Facile surfactant- and template-free synthesis and electrochemical properties of SnO2/graphene composites

In this work, we demonstrate a facile and green hydrothermal process without using any surfactant or template to synthesize SnO 2 nanoflowers (NFs)/graphene nanosheets (GNSs) composites as a high-performance electrode material for electric double layer capacitors (EDLCs). The crystal structure and morphology of the products were characterized by X-ray diffraction, scanning electron microscopy, and transition electron microscopy. The electrochemical properties were investigated by galvanostatic charge/discharge cycling and cycling voltammetry in a voltage range of −0.2–0.8 V. The results exhibit that the addition of GNSs did not change the tetragonal crystal structure of SnO 2 , and the GNSs were successfully coated on the flower-like surface of SnO 2 . The grain morphology of SnO 2 @GNSs composites has a flower-like appearance suggesting excellent electrochemical properties which were confirmed by electrochemical techniques.

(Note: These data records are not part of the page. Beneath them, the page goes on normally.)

PR #702, opened 2026-08-24
docs: Donating to contributors

RubenVerborgh:
While I was the original author, others have taken on the work since. Their efforts should be reflected correctly.


jeswr (approved):
Thankyou 😄 🚀

PR #703, opened 2026-08-24
fix(writer): sanitize IRI escaping, validate variable serialization, and fix TriG annotation scoping (#685, #684, #659)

Compared with the GNSs, the SnO 2 @GNSs composites exhibit a high specific discharge capacitance of 126 F g −1 at 0.2 A g −1 and remains 98.2% after 2000 charge–discharge cycles. The combination of GNSs and SnO 2 could significantly improve the electrical conductivity, enhance the interactions between GNSs and SnO 2 NFs and provide more reaction sites, thereby resulting in improved electrochemical properties for the SnO 2 @GNSs composites in contrast with the pristine GNSs sample. The high specific capacity and long stability make the SnO 2 @GNSs nanocomposite as a electrode material for high-performance supercapacitors.